When, in January 1885, his friend B.M. Malabari wrote some editorials in the Indian Spectator urging educated Indians to inaugurate a movement for social reform, Hume wrote a letter to the Indian Spectator criticizing Malabari’s proposals, warning against the dangerous potential of such a move, and arguing that political reforms should take precedence over social reform.’ Dufferin, on his part, in his St. Andrews’ Day dinner speech in 1888, publicly criticized the Congress for pursuing politics to serve narrow interests rather than take to social reform which would benefit millions.’5 Earlier he had expressed the same sentiment in a private letter to the Secretary of State.
A perusal of Dufferin’s private papers, thrown open to scholars in the late 1950s, should have put an end to the myth of Dufferin’s sponsor of or support to the Congress. It was only after Hume had sent him a Copy of the letter to the Indian Spectator with a covering note deprecating Malabari’s views on social reform that Dufferin expressed agreement with Hume and asked him to meet him. Definite confirmation of the fact that Hume never proposed a social gathering but rather a political one comes in Dufferin’s letter to Lord Reay, Governor of Bombay, after his f meeting with Hume in May 1885: “At his last interview he told me that he and his friends were going to assemble a political convention of delegates, as far as I understood, on the lines adopted by O’Connell previous to Catholic emancipation.”
Neither Dufferin and his fellow-liberal Governors of Bombay and Madras nor his conservative officials like Alfred and J.B. Lyall, D.M Wallace, A. Colvin and S.C. Bayley were sympathetic to the Congress. It was not only in 1888 that Dufferin attacked the Congress in a vicious manner by writing that he would consider ‘in what way the happy despatch may be best applied to the Congress,’ for ‘we cannot allow the Congress to continue to exist.” In May 1885 itself, he had written to Reay asking him to be careful about Hume’s Congress, telling him that it would be unwise to identify with either the reformers or the reactionaries. Reay in turn, in a letter in June 1885, referred with apprehension to the new political activists as ‘the National Party of India’ and warned against Indian delegates, like Irish delegates, making their appearance on the British political scene. Earlier, in May, Reay had cautioned Dufferin that Hume was ‘the head-centre of an organization . . . (which) has for its object to bring native opinion into a focus.’
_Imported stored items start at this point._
Issue #283, opened 2025-07-18
Print pointers with empty memshapes differently


2over12:
Right now we will print a pointer to an empty memshape as:
```
rdi: 000008+0000000000000000

000008: 
```

But then there actually isnt an object allocated for 0008 because the ArgShape actually initializes rdi to a llvm bv pointer. I think this is a bit confusing for users (and me since I got fooled by it for a second 😆 )

since rdi is treated effectively as a symbolic bv ptr maybe it would be better to print it how those are printed?

This behavior can be observed with the program from https://github.com/GaloisInc/grease/issues/279, where an error will occur in the 0x0 allocation despite rdi being initialized as:

```
rdi: 000008+0000000000000000

000008: 
```

PR #284, opened 2025-07-21
Use macaw memory model errors for refinement

### LINKED ISSUE #279: False positive with must-fail heuristic on Macaw pointer dereferences
GREASE gives a pretty poor result on the following very simple Macaw S-expression program that dereferences `rdi + 4`. This is ultimately due to our lack of fine-grained tracking of errors arising from the Macaw memory model (https://github.com/GaloisInc/macaw/issues/429).
```
(defun @test ((regs X86Regs)) X86Regs
  (start start:
    (let ptr0 (get-reg rdi regs))
    (let offset (bv 64 4))
    (let ptr1 (pointer-add ptr0 offset))
    (let _ (pointer-read (Bitvector 8) le ptr1))
    (return regs)))
```
```
cabal run exe:grease -- --symbol test bad.x64.cbl

Finished analyzing 'test'. Likely bug: unavoidable error (safety condition is unsatisfiable) at internal
internal: error: in test
PointerRead outside of static memory range (known BlockID 0): bvSum crdi_offset@69:bv 0x4:[64]

Concretized arguments:

rcx: 0000000000000000
rdx: 0000000000000000
rsi: 0000000000000000
rdi: 0000000000000000
r8: 0000000000000000
r9: 0000000000000000
r10: 0000000000000000
```

(commit: 0f0c1541f2b8d6f84355382b6baec0e140e095ba)

2over12:
Closes #279. This in theory should fix 279 once we add a ptr heuristic for the unmapped error

- [x] Add ptr conversion heuristic for the unmapped global error (or do something else per https://github.com/GaloisInc/grease/issues/283)
- [x] Fix bug where top level callback is used (this param def is called https://github.com/GaloisInc/grease/blob/027e05f613b401fbe8bb7c59ca4bbf8a99eef77c/grease-cli/src/Grease/Main.hs#L553 instead of https://github.com/GaloisInc/grease/blob/027e05f613b401fbe8bb7c59ca4bbf8a99eef77c/grease-cli/src/Grease/Main.hs#L690
- [x] Add docs and regression test


grease-cli/tests/x86/write-to-fixed-address-in-rax.x64.cbl
```diff
@@ -0,0 +1,15 @@
...
+;; go(prog)
+
+(defun @test ((regs X86Regs)) X86Regs
+  (start start:
+    (let rax-ptr (get-reg rax regs))
+    (let zero64 (bv 64 0))
+    (pointer-write (Bitvector 64) le rax-ptr zero64)
+    (return regs)))
+    
+;; no_heuristic()
```
langston-barrett, line 15: Should there be a TODO associated with this? Seems bad that we can't handle it?

grease-cli/tests/x86/write-to-fixed-address-in-rax.x64.cbl
```diff
@@ -0,0 +1,15 @@
+; Copyright (c) Galois, Inc. 2025
+
+; A test case that writes to a pointer stored in %rax.
+
+;; flags {"--symbol", "test", "--initial-precondition", "tests/x86/extra/make-rax-deadbeef.txt"}
```
langston-barrett: Could use `--arg-u64 rax:0x0bad1deadeadbeef` instead, to make this test self-contained?

2over12:
> A piece im not totally sold on is the following:
> 
> I made the refinement tests now pass without losing mustfail by adding heuristic handling for unmapped memory error. I am a bit worried about this heuristic being a bit too broad and refining literals. The only reason this [test](https://github.com/GaloisInc/grease/blob/030a508162e33127737ea7166a7949899bc86fa3/grease-cli/tests/x86/write-to-fixed-address-in-memory.x64.cbl#L6) passes is because the bv lit is not annotated so the heuristics arent run.
> 
> Im a bit worried that by broadly running the heuristics against any UnmappedMemory error we could end up refining a literal or something a long those lines but i dont see a way to make this happen. We are implicitly avoiding such cases by not having the pointer literal annotated

I think short term this is ok. We should also open a PR that only labels mustfail if all bugs are unfixable since mustfail still is not accurate. in the future i think making initial states OX would be better

grease/src/Grease/Refine/Diagnostic.hs
```diff
@@ -124,8 +126,9 @@ instance PP.Pretty Diagnostic where
           , PP.indent 4 (C.ppSimError $ lp ^. W4.labeledPredMsg)
           , -- , PP.indent 4 (W4.ppExpr $ lp ^. W4.labeledPred)
             case minfo of
+              Just (MacawMemError (UnmappedGlobalMemoryAccess _)) -> "<Unmapped memory>"
```
langston-barrett: Why the angle brackets? Also, should we perhaps print the bitvector? In fact, should there maybe be a `Pretty` instance upstream, so that we could just call `pretty` here?

grease/src/Grease/Concretize.hs
```diff
@@ -133,17 +134,29 @@ data ConcretizedData sym ext argTys
...
+  concretize :: forall sym t st fs. (WI.IsExprBuilder sym, sym ~ W4.ExprBuilder t st fs) => sym -> W4.GroundEvalFn t -> e sym -> IO (e sym)
+
+instance Concretize ErrorDescription where
+  concretize sym (W4.GroundEvalFn gFn) (CrucibleLLVMError bb cs) = do
+    bb' <- Mem.concBadBehavior sym gFn bb
+    pure (CrucibleLLVMError bb' cs)
+  concretize sym (W4.GroundEvalFn gFn) (MacawMemError memerr) = do
+    (UnmappedGlobalMemoryAccess ptrVal) <- pure memerr
+    cptr <- Mem.concPtr sym gFn ptrVal
+    pure $ MacawMemError (UnmappedGlobalMemoryAccess cptr)
```
langston-barrett: Why a typeclass instead of a simple function `concretizeErrorDescription`? Such a function could live in [ErrorDescription.hs](https://github.com/GaloisInc/grease/pull/284/files#diff-1a24746c2d30c235e89c047b70d5f63ed6b4d26bc185ca1061548650d1d5fdf7)

grease/src/Grease/ErrorDescription.hs
```diff
@@ -0,0 +1,11 @@
...
+
+import Data.Macaw.Symbolic.Memory qualified as MSM
+import Lang.Crucible.LLVM.Errors qualified as CLLVM
+import Lang.Crucible.LLVM.MemModel.CallStack qualified as LLCS
+
+-- | An error either from the underlying LLVM memory model or
+-- from Macaw.
+data ErrorDescription sym
+  = CrucibleLLVMError (CLLVM.BadBehavior sym) LLCS.CallStack
+  | MacawMemError (MSM.MacawError sym)
```
langston-barrett, line 47: Perhaps worth a `Pretty` instance?

grease/src/Grease/Heuristic.hs
```diff
@@ -425,32 +441,39 @@ pointerHeuristics ::
...
-                Mem.UnwritableRegion -> onePtrHeuristics dst
-                _ -> do
-                  r1 <- onePtrHeuristics dst
-                  r2 <- onePtrHeuristics src
-                  pure (mergeResultsOptimistic r1 r2)
-        Nothing -> pure Unknown
+  [ f
   ]
+ where
+  f bak anns initMem obligation minfo argNames args =
```
langston-barrett: This is a bit odd, why did this change from a lambda to being in a `where`-clause?

grease/src/Grease/MustFail.hs
```diff
@@ -118,9 +112,9 @@ checkOneMustFail ::
   ) =>
   bak ->
   -- | Predicates for which no heuristic succeeded
-  [(C.ProofObligation sym, Maybe (Mem.BadBehavior sym))] ->
+  [(C.ProofObligation sym, Maybe (ErrorDescription sym))] ->
   IO Bool
 checkOneMustFail bak failed =
-  if List.any (Tuple.uncurry excludeMustFail) failed
+  if List.any (Tuple.uncurry $ excludeMustFail) failed
```
langston-barrett: Let's revert this

grease/src/Grease/Refine.hs
```diff
@@ -219,6 +222,20 @@ combiner = C.Combiner $ \mr1 mr2 -> do
         ProveNoHeuristic errs2 ->
           pure (failed (ProveNoHeuristic (errs1 <> errs2)))
 
+type MacawAssertionCallback sym = sym -> W4.Pred sym -> MSM.MacawError sym -> IO (W4.Pred sym)
+type LLVMMemModelCallback sym = LLCS.CallStack -> Mem.BoolAnn sym -> CLLVM.BadBehavior sym -> IO ()
+
+buildErrMaps :: forall t st fs bldr. (bldr ~ (W4.ExprBuilder t st fs)) => IO (IORef (Map.Map (Nonce t C.BaseBoolType) (ErrorDescription bldr)), LLVMMemModelCallback bldr, MacawAssertionCallback bldr)
```
langston-barrett: - Could use a Haddock
- You probably don't need to explicitly quantify over all the type variables
- There are superfluous parens in the constraint
- I get nervous once we get up to 3-tuples. Might be worth making a record type that this function returns,  especially since you've already gone through the trouble of naming the types of the callbacks.
- The standard name for what you've called `bldr` is `sym`

grease/src/Grease/Refine.hs
```diff
@@ -289,7 +306,7 @@ consumer bak anns execResult la heuristics argNames argShapes bbMap initState =
               RefinedPrecondition fc' -> pure $ ProveRefine fc'
               Unknown -> runHeuristics hs fc
           runHeuristics [] _ =
-            let err = fmap Tuple.snd minfo
+            let err = minfo
```
langston-barrett: Inline?

grease/src/Grease/Heuristic.hs
2over12: this is because we need a type signature on applyToErr to abstract out the two calls to applyMemoryHeuristics, let me know if you have a better way but that ends up in a situation where we now want to bind that applyErr under the lambda with a type sig hence the where clause

grease-cli/src/Grease/Main.hs
```diff
@@ -1255,10 +1253,9 @@ simulateLlvmCfg la simOpts bak fm halloc llvmCtx llvmMod initMem setupHook mbSta
       let typeCtx = llvmCtx ^. Trans.llvmTypeCtx
       let dl = TCtx.llvmDataLayout typeCtx
       (args, setupMem, setupAnns) <- setup la bak dl valueNames argTys argShapes initMem
-      bbMapRef <- liftIO (newIORef Map.empty)
-      let ?recordLLVMAnnotation =
-            \callStack (Mem.BoolAnn ann) bb ->
-              modifyIORef bbMapRef $ Map.insert ann (callStack, bb)
+      ErrorCallbacks{errorMap = bbMapRef, llvmErrCallback = recordLLVMAnnotation, macawAssertionCallback = processMacawAssert} <- liftIO buildErrMaps
```
langston-barrett: Long line, consider just using the record accessors below

grease/src/Grease/ErrorDescription.hs
```diff
@@ -0,0 +1,25 @@
...
+import Data.Macaw.Symbolic.Memory (MacawError (UnmappedGlobalMemoryAccess))
+import Data.Macaw.Symbolic.Memory qualified as MSM
+import Lang.Crucible.LLVM.Errors qualified as CLLVM
+import Lang.Crucible.LLVM.Errors qualified as Mem
+import Lang.Crucible.LLVM.MemModel.CallStack qualified as LLCS
+import Lang.Crucible.LLVM.MemModel.Pointer qualified as Mem
+import What4.Expr qualified as W4
+import What4.Interface qualified as WI
+
+concretizeErrorDescription :: (WI.IsExprBuilder sym, sym ~ W4.ExprBuilder t st fs) => sym -> W4.GroundEvalFn t -> ErrorDescription sym -> IO (ErrorDescription sym)
```
langston-barrett: Long line, maybe break it up?

grease/src/Grease/ErrorDescription.hs
```diff
@@ -0,0 +1,25 @@
...
+concretizeErrorDescription sym (W4.GroundEvalFn gFn) (CrucibleLLVMError bb cs) = do
+  bb' <- Mem.concBadBehavior sym gFn bb
+  pure (CrucibleLLVMError bb' cs)
+concretizeErrorDescription sym (W4.GroundEvalFn gFn) (MacawMemError memerr) = do
+  (UnmappedGlobalMemoryAccess ptrVal) <- pure memerr
+  cptr <- Mem.concPtr sym gFn ptrVal
+  pure $ MacawMemError (UnmappedGlobalMemoryAccess cptr)
```
langston-barrett: If you used a lambda-case on the final argument, you wouldn't need to repeat the function and parameter names.

grease/src/Grease/Refine.hs
```diff
@@ -219,6 +223,29 @@ combiner = C.Combiner $ \mr1 mr2 -> do
...
 
+data ErrorCallbacks sym t
+  = ErrorCallbacks
+  { llvmErrCallback :: LLCS.CallStack -> Mem.BoolAnn sym -> CLLVM.BadBehavior sym -> IO ()
+  , macawAssertionCallback :: sym -> W4.Pred sym -> MSM.MacawError sym -> IO (W4.Pred sym)
+  , errorMap :: IORef (Map.Map (Nonce t C.BaseBoolType) (ErrorDescription sym))
+  }
+
+-- | Builds a mapping from assertions to errors if those assertions are unprovable
+-- there are two types of errors 'CLLVM.BadBehavior' which describes errors emitted from the llvm memory model/semantics
```
langston-barrett:
```suggestion
-- | Builds a mapping from assertions to errors if those assertions are unprovable.
--
-- There are two types of errors: 'CLLVM.BadBehavior' which describes errors emitted from the LLVM memory model/semantics
```

grease-cli/src/Grease/Main.hs
2over12: id prefer not to repeat that structure across the multiple times we use that function, the other option would be to CPS the function but i dont really want to force that on the callees

2over12: i split the lines so they arent as long lmk

grease/src/Grease/Refine/Diagnostic.hs
```diff
@@ -76,7 +74,7 @@ data Diagnostic where
     -- | Goal that failed (the negation of this predicate was satisfiable)
     W4.LabeledPred (W4.Pred sym) C.SimError ->
     -- | Description of the problem, if available
-    Maybe (Mem.CallStack, Mem.BadBehavior sym) ->
+    Maybe (Grease.ErrorDescription.ErrorDescription sym) ->
```
langston-barrett: Why fully qualified?

```suggestion
    Maybe (ErrorDescription sym) ->
```

grease/src/Grease/ErrorDescription.hs
```diff
@@ -0,0 +1,68 @@
+{-# LANGUAGE LambdaCase #-}
+{-# LANGUAGE OverloadedStrings #-}
+{-# LANGUAGE UndecidableInstances #-}
+
+module Grease.ErrorDescription (ErrorDescription (..), concretizeErrorDescription, ppMacawError, ppErrorDesc) where
```
langston-barrett: Long line alert 🚨

grease/src/Grease/ErrorDescription.hs
```diff
@@ -0,0 +1,68 @@
...
+data ErrorDescription sym
+  = CrucibleLLVMError (CLLVM.BadBehavior sym) LLCS.CallStack
+  | MacawMemError (MSM.MacawError sym)
+
+ppDelimitedObj :: [PP.Doc a] -> PP.Doc a
+ppDelimitedObj lst = PP.sep $ "(" : lst ++ [")"]
+
+-- TODO(#310) Pretty print macaw error using a macaw implementation
+ppMacawError :: W4.IsExpr (W4.SymExpr sym) => MSM.MacawError sym -> PP.Doc a
+ppMacawError (MSM.UnmappedGlobalMemoryAccess ptrVal) = PP.sep ["(", "UnmappedGlobalMemoryAccess", CLLVM.ppPtr ptrVal, ")"]
```
langston-barrett: Long line alert 🚨

grease/src/Grease/ErrorDescription.hs
```diff
@@ -0,0 +1,68 @@
...
+
+ppErrorDesc :: W4.IsExpr (W4.SymExpr sym) => ErrorDescription sym -> PP.Doc a
+ppErrorDesc =
+  \case
+    (MacawMemError mmErr) -> ppDelimitedObj ["MacawMemErr", ppMacawError mmErr]
+    (CrucibleLLVMError bb callStack) ->
```
langston-barrett: Unnecessary parens here in the patterns

grease/src/Grease/ErrorDescription.hs
```diff
@@ -0,0 +1,68 @@
...
+ppDelimitedObj lst = PP.sep $ "(" : lst ++ [")"]
+
+-- TODO(#310) Pretty print macaw error using a macaw implementation
+ppMacawError :: W4.IsExpr (W4.SymExpr sym) => MSM.MacawError sym -> PP.Doc a
+ppMacawError (MSM.UnmappedGlobalMemoryAccess ptrVal) = PP.sep ["(", "UnmappedGlobalMemoryAccess", CLLVM.ppPtr ptrVal, ")"]
+
+ppErrorDesc :: W4.IsExpr (W4.SymExpr sym) => ErrorDescription sym -> PP.Doc a
+ppErrorDesc =
+  \case
+    (MacawMemError mmErr) -> ppDelimitedObj ["MacawMemErr", ppMacawError mmErr]
```
langston-barrett: This is for displaying to users, right? I don't think it will be helpful for them to know that the error comes from  Macaw, perhaps just:
```suggestion
    MacawMemError mmErr -> ppMacawError mmErr
```

grease/src/Grease/ErrorDescription.hs
langston-barrett: Generally, `Doc`s are for showing to users. Can we describe this error in a way that's more accessible to users? Perhaps

```suggestion
ppMacawError (MSM.UnmappedGlobalMemoryAccess ptrVal) =
  "Read or write of an unmapped pointer:" PP.<+> CLLVM.ppPtr ptrVal
```

grease/src/Grease/ErrorDescription.hs
```diff
@@ -0,0 +1,68 @@
...
+    (CrucibleLLVMError bb callStack) ->
+      let ppCs = Mem.ppCallStack callStack
+       in PP.vcat $
+            [PP.indent 4 (Mem.ppBB bb)]
+              List.++
+              -- HACK(crucible#1112): No Eq on Doc, no access to cs
```
langston-barrett: What's the TODO here? That issue is closed: https://github.com/GaloisInc/crucible/issues/1112

(This is probably just a leftover TODO)

grease/src/Grease/ErrorDescription.hs
```diff
@@ -0,0 +1,68 @@
...
+              if Mem.null callStack
+                then []
+                else ["in context:", PP.indent 2 ppCs]
+
+instance W4.IsExpr (W4.SymExpr sym) => Show (ErrorDescription sym) where
+  show :: WI.IsExpr (WI.SymExpr sym) => ErrorDescription sym -> String
+  show = show . ppErrorDesc
```
langston-barrett: Do we need a `Show` instance? The intended semantics of `Show` are to provide a machine-readable description (via `Read`). (Though it is commonly misused in our codebases for human-readable prints.)

grease/src/Grease/ErrorDescription.hs
```diff
@@ -0,0 +1,68 @@
...
+
+instance W4.IsExpr (W4.SymExpr sym) => PP.Pretty (ErrorDescription sym) where
+  pretty :: WI.IsExpr (WI.SymExpr sym) => ErrorDescription sym -> PP.Doc ann
+  pretty = PP.viaShow
```
langston-barrett: Why not just
```suggestion
  pretty = ppErrorDesc
```
I think using `viaShow` will prevent this from composing nicely into larger documents (because it will become just a unstructured `String`).

grease/src/Grease/Refine.hs
```diff
@@ -219,6 +223,33 @@ combiner = C.Combiner $ \mr1 mr2 -> do
...
+buildErrMaps :: sym ~ W4.ExprBuilder t st fs => IO (ErrorCallbacks sym t)
+buildErrMaps = do
+  bbMapRef <- newIORef Map.empty
+  let recordLLVMAnnotation = \callStack (Mem.BoolAnn ann) bb ->
+        modifyIORef bbMapRef $ Map.insert ann (CrucibleLLVMError bb callStack)
+  let processMacawAssert = \sym p err -> do
+        (ann, p') <- W4.annotateTerm sym p
+        _ <- modifyIORef bbMapRef $ Map.insert ann (MacawMemError err)
+        pure p'
+  pure ErrorCallbacks{errorMap = bbMapRef, llvmErrCallback = recordLLVMAnnotation, macawAssertionCallback = processMacawAssert}
```
langston-barrett: Long line alert 🚨

grease/src/Grease/Heuristic.hs
langston-barrett: Can you `let`-bind `applyToErr` with a type signature inwide the `BBMemoryError` case, just before `onePointerHeuristics`?

If not, I'd recommend lifting `f` to a top-level function called `pointerHeuristic` and making `pointerHeuristics` a singleton list around it.

2over12: it's not really possible because we need it in MacawMemError as well, you can probably bind a lambda at the top level for the whole function but im just gonna lift f

langston-barrett (approved):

In fact, from the end of May 1885, Dufferin had grown cool to Hume and began to keep him at an arm’s length. From 1886 onwards he also began to attack the ‘Bengali Baboos and Mahratta Brahmins’ for being ‘inspired by questionable motives’ and for wanting to start Irish-type revolutionary agitations in India.20 And, during May-June 1886. he was describing Hume as ‘cleverish, a little cracked, excessively vain, and absolutely indifferent to truth,’ his main fault being that he was ‘one of the chief stimulants of the Indian Home Rule movement. To conclude, it is high time that the safety-valve theory of the genesis of the Congress was confined to the care of the mahatmas from whom perhaps it originated!